Description
Here’s something a little different. I wanted to write a Christmas story away from the usual “Father Christmas in trouble – girls save the world” theme. I also wanted to follow up on the girls’ adventures after Brussels in A Time of Shadows and Shanghai in Ten Cents a Dance. I thought too that it might be time to give the Sherlock Holmes narrative a break; instead, I have left Mycroft Holmes in place, however, but appropriated Jane Marple as the foil in this story. In true Post-Modern style, the worlds of Agatha Christie and Conan Doyle intersect seamlessly. These are imaginary worlds and do not belong to me, of course.
The spring for the story was the diary, however, and that does belong to me. Douglas Morton, the young Australian corporal who writes the letter to his mother into the exercise book in the ANZAC Buffet was my grandfather. The details in the story are substantially correct: he volunteered as a child soldier, served at Gallipoli, contracted enteric fever there and was lucky to survive the evacuation from the peninsular. He convalesced in Gibraltar and England before going back into the conflict with the Australian forces to France where he was badly wounded. His mate, Eric, was with him through the conflict.

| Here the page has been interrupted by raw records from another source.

PR #8305, opened 2025-04-29
[APP-1158] Gate features by email verification state

estrattonbailey:
Adds a new hook similar to `useRequireAuth` called `useRequireEmailVerification` which will similarly block the action until email verification has been completed. This hook uses the new `EmailDialog` added in #8296.

```ts
import {useRequireEmailVerification} from '#/lib/hooks/useRequireEmailVerification'

const requireEmailVerification = useRequireEmailVerification()
 
// The resulting callback inherits the types so it can be used pretty much anywhere.
const onPress = requireEmailVerification((e: GestureResponderEvent) => {...})
```

In this PR I've used this hook to wrap everything that we currently have gated using the existing `VerifyEmailDialog`, with a couple exceptions:
- for the composer, I opted to gate all calls to `openComposer` instead of doing it implicitly when the composer opens
- for the `Conversation` screen I needed to hack this a bit to prevent infinite renders, see comment below

This PR also adds a new hook `useOpenComposer`, which is now our canonical way to open the composer instead of `useComposerControls`. I attempted to use `useRequireEmailVerification` within the composer context, but could not get around circular import issues. So I ended up needing to handle it at the callsites. Thus, the new hook to prevent anyone from using the lower level API accidentally. **So most of the edits here are just swapping in this new method call.**

With this PR merged, we can remove `VerifyEmailDialog` and `ChangeEmailDialog` entirely.

## Testing
Don't bother testing the email flows here, just double check that features are blocked. You'll need to create a new account in prod to test with, don't verify your email, then click through a few key test cases here **on web and native:**
1. Composer
2. Conversation (message your new account from a diff account to test)
3. Lists
4. Etc

### DIFF
--- a/src/lib/hooks/useOpenComposer.tsx
+++ b/src/lib/hooks/useOpenComposer.tsx
@@ -1,0 +1,21 @@
+import {useMemo} from 'react'
+import {Trans} from '@lingui/macro'
+
+import {useRequireEmailVerification} from '#/lib/hooks/useRequireEmailVerification'
+import {useOpenComposer as rootUseOpenComposer} from '#/state/shell/composer'
+
+export function useOpenComposer() {
+  const {openComposer} = rootUseOpenComposer()
+  const requireEmailVerification = useRequireEmailVerification()
+  return useMemo(() => {
+    return {
+      openComposer: requireEmailVerification(openComposer, {
+        instructions: [
+          <Trans key="pre-compose">
+            Before creating a post, you must first verify your email.
+          </Trans>,
+        ],
+      }),
+    }
+  }, [openComposer, requireEmailVerification])
+}
--- a/src/screens/Messages/Conversation.tsx
+++ b/src/screens/Messages/Conversation.tsx
@@ -17,6 +17,7 @@ import {type NativeStackScreenProps} from '@react-navigation/native-stack'
 
 import {useEmail} from '#/lib/hooks/useEmail'
 import {useEnableKeyboardControllerScreen} from '#/lib/hooks/useEnableKeyboardController'
+import {useNonReactiveCallback} from '#/lib/hooks/useNonReactiveCallback'
 import {
   type CommonNavigatorParams,
   type NavigationProp,
@@ -192,7 +193,7 @@ function InnerReady({
   const {needsEmailVerification} = useEmail()
   const emailDialogControl = useEmailDialogControl()
 
-  React.useEffect(() => {
+  const maybeBlockForEmailVerification = useNonReactiveCallback(() => {
     if (needsEmailVerification) {
       emailDialogControl.open({
         id: EmailDialogScreenID.Verify,
@@ -207,7 +208,10 @@ function InnerReady({
         },
       })
     }
-  }, [needsEmailVerification, emailDialogControl, navigation])
+  })
+  React.useEffect(maybeBlockForEmailVerification, [
+    maybeBlockForEmailVerification,
+  ])
 
   return (
     <>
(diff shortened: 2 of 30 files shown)


src/state/shell/composer/index.tsx
```diff
@@ -125,5 +125,17 @@ export function useComposerState() {
...
+
+/**
+ * DO NOT USE DIRECTLY. The deprecation notice as a warning only, it's not
+ * actually deprecated.
+ *
+ * @deprecated use `#/lib/hooks/useOpenComposer` instead
+ */
+export function useOpenComposer() {
+  const {openComposer} = React.useContext(controlsContext)
+  return React.useMemo(() => ({openComposer}), [openComposer])
```
estrattonbailey, line 140: Split these apart so that it's harder for anyone to accidentally use the lower level open API.

src/view/com/composer/Composer.tsx
```diff
@@ -333,25 +328,6 @@ export const ComposePost = ({
     }
   }, [onPressCancel, closeAllDialogs, closeAllModals])
 
-  const {needsEmailVerification} = useEmail()
-  const emailDialogControl = useEmailDialogControl()
-
-  useEffect(() => {
-    if (needsEmailVerification) {
-      emailDialogControl.open({
```
estrattonbailey, line 341: Like the `Conversation` view, this will cause an infinite render loop. All access to the composer is now gated, so we don't need anything like this here. For the Conversation, access is more difficult to gate, so I left that use case.

src/view/com/composer/videos/SelectVideoBtn.tsx
estrattonbailey, line 1: We don't need to gate this anymore, the entire composer is gated

src/lib/hooks/useOpenComposer.tsx
```diff
@@ -0,0 +1,21 @@
+import {useMemo} from 'react'
+import {Trans} from '@lingui/macro'
+
+import {useRequireEmailVerification} from '#/lib/hooks/useRequireEmailVerification'
+import {useOpenComposer as rootUseOpenComposer} from '#/state/shell/composer'
+
+export function useOpenComposer() {
+  const {openComposer} = rootUseOpenComposer()
```
mozzius, line 8: nit: I'd prefer `useRootOpenComposer` or `useOpenComposer_root` or something. Hook not starting with `use` is confusing

mozzius:
DM gate doesn't seem to work when receiving inbound messages

https://github.com/user-attachments/assets/b6eabaed-2f54-44a8-8212-29f651bc4548

mozzius:
Ok pressing the accept button explicitly shows the dialog as it should, but subsequent attempts to open the chat don't show it

https://github.com/user-attachments/assets/9ca279a6-8311-43d7-9ba0-cabe52f81258

src/screens/Messages/Conversation.tsx
```diff
@@ -207,7 +212,10 @@ function InnerReady({
         },
       })
     }
-  }, [needsEmailVerification, emailDialogControl, navigation])
+  })
+  React.useEffect(maybeBlockForEmailVerification, [
+    maybeBlockForEmailVerification,
+  ])
```
mozzius, line 218: Yeah, this isn't working for me. It works when you refresh the page on the convo screen itself, but a page navigation to open this screen opens and immediately closes the dialog.

Screenshot 2025-05-01 at 10 38 15

mozzius:
Pushed up a hackfix (setTimeout does the trick, but I'd love to understand what's actually going on here)

Also added a prompt to the accept button:

Screenshot 2025-05-01 at 10 46 19

mozzius (approved):
Pushed up some tweaks but otherwise lgtm! The hook is very nice to use

The dialog not working unless you use a `setTimeout` is a bit concerning but I'm fine with letting it slide - might be worth making a ticket to look into more deeply

estrattonbailey:
Tried `useFocusEffect` too but not working on web, fine on native.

He wrote the diary letter for his mother in England after Gallipoli – just as in the story, Douglas omits the most interesting parts of the story – or at least, all the things that a modern reader might want to know. He says nothing about the horrors of war on the peninsular or the fear and filth that was the lot of soldiers in the Great War. All these things are airbrushed out; what remains is a sense of adventure, good mates together, a much loved captain, a kindly chaplain and gentle nurses when he is sick or wounded.
Through a century, the diary moved between generations in my family. On the death of Douglas’s mother, the diary came back to him. It then passed to his son, [also Douglas] and on his death, to me. It was in a battered cardboard suitcase when I found it clearing up my uncle’s property with my cousin. When I came to read it, I realised what an interesting treasure it was.
To my horror, the document began to disintegrate in my hands. I showed to my mother [Douglas’s daughter] and asked her permission to donate the book to the collection of the Australian War Memorial in Canberra. It will be presented to them in early November 2015.
I’m not very comfortable with the final draft of the story. There are some good parts, I think, including the diary itself and the wonderful life of the ANZAC Buffet and its founder, Mrs Minnie Rattigan: surely one of the unsung heroes of the Australian civilian war effort. The principal male character is, however, a problem. William remains too much a passive victim in the story and he speaks without a steady, authentic voice. I am also very conflicted about the presentation of sexual abuse hinted at in the text. The story telling technique is naïve and adult material is incongruent at one level. I’m hoping that the naïve style is actually a way of dealing with the dark matter of the story. There is too much talking and not enough doing in this story. All the same, this has a value as story for my family. And there is the delicious irony of Katie and Emily saving Douglas’s diary from the wicked Colonel; Douglas is, of course, their great-great grandfather.
I have taken some liberties with my grandfather’s story and I should acknowledge these. In the story, Douglas is in London recovering from wounds in 1918. In fact, he was badly wounded in an engagement within the Battle of Pozieres in August 1916 and returned to Australia with the injuries described in the story in that year. After a restless year, he managed to convince the Australian recruiting officers that he was fit for active service and volunteered to return to France in 1918. He was on a troop ship in Auckland harbour in November 1918 when the Armistice was signed – and remained there for some time as his ship was in quarantine for Spanish ‘flu.